Highlights & Insights

  • A New Perspective on OT for Safety Detection: Recasting image safety detection as a distributional distance problem is more robust than per-patch cosine similarity. The transport plan inherently reveals which patches are most suspicious.
  • Discovery of Safety Prefix Attention Decay: This observation explains why simply prepending a safety prefix is insufficient — the model effectively "forgets" the safety instruction in deeper layers. Attention calibration is a lightweight and effective remedy.
  • Safety and Capability as a Positive-Sum Game: Safety defenses typically sacrifice general capability, but GuardAlign's patch masking and attention calibration simultaneously reduce multimodal fusion noise, achieving gains on both fronts.

Limitations & Future Work

  • Reliance on Predefined Unsafe Categories: A fixed list of unsafe semantic categories must be specified in advance, which may fail to generalize to novel attack types.
  • Manual Threshold Tuning: \(\tau=0.42\) is empirically determined and may require adjustment for different models or deployment scenarios.
  • Addresses Only Visual-Side Attacks: Defense against purely text-based jailbreaks relies solely on the safety prefix, with no dedicated text-side detection mechanism.
  • Future Directions: An LLM could be used to automatically generate adaptive unsafe category lists; dynamic attention calibration strength at each generation step could be integrated with reasoning-direction re-evaluation approaches such as SSAH.
  • vs.

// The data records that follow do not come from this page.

PR #2719, opened 2026-08-25
fix(hardware): hold the ROS 2 bridge QoS depth to a domain the transport can carry

cagataycali:
## Problem

`RosTelemetryBridge` and `HardwareRosBridge` take a `qos_depth` and hand it straight to rclpy's `create_publisher` / `create_subscription` as the `qos_or_depth` argument, which becomes `QoSProfile(depth=value, history=KEEP_LAST)`. Every sibling constructor parameter of that pair is measured at the boundary, each with its reason written down in the docstring:

| parameter | domain | in `Raises:` |
|---|---|---|
| `domain_id` | `dds_domain_id_error` (RTPS port map) | yes |
| `spin_period` | `positive_finite_number_error` | yes |
| `enable_commands` | `boolean_flag_error` | yes |
| `joint_limits` | finite numeric pairs, `min <= max` | yes |
| `qos_depth` | none | no |

It is also the only one whose consumer is not reached from the constructor: publishers are built lazily, on the first `publish_joint_states` / `publish_image` for a robot.

## What that cost, measured

Driving the real `RosTelemetryBridge` against real rclpy (ROS 2 Jazzy, `ros:jazzy-ros-core`), every spelling below **constructed successfully**:

| `qos_depth` | construction | first publish |
|---|---|---|
| `10` | OK | OK, `depth=10` |
| `0` | OK | OK, `depth=0` -> `UserWarning: A zero depth with KEEP_LAST doesn't make sense; no data could be stored. This will be interpreted as SYSTEM_DEFAULT` |
| `False` | OK | OK, same zero-depth path by another route |
| `True` | OK | OK, `depth=True` - a silent depth of 1 |
| `-1` | OK | `ValueError: history depth must be greater than or equal to zero` |
| `2.5` | OK | `TypeError: Expected QoSProfile or int, but received <class 'float'>` |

ECSO: ECSO employs CLIP detection and safety prefixes; GuardAlign improves both components (OT replacing CLIP, and attention calibration strengthening the prefix).
  • vs. ETA: ETA is the direct predecessor of GuardAlign; GuardAlign addresses ETA's two core deficiencies.
  • vs. VLGuard (Posthoc-LoRA): VLGuard requires fine-tuning, whereas GuardAlign is training-free and achieves superior general capability.

Rating

  • Novelty: ⭐⭐⭐⭐ The combination of OT-based safety detection and attention calibration is novel, though neither component is entirely unprecedented.
  • Experimental Thoroughness: ⭐⭐⭐⭐⭐ Six models evaluated across five safety benchmarks and multiple general benchmarks — highly comprehensive.
  • Writing Quality: ⭐⭐⭐⭐ Well-organized with theoretical analysis as an added strength.
  • Value: ⭐⭐⭐⭐ A practical test-time defense solution that is straightforward to deploy.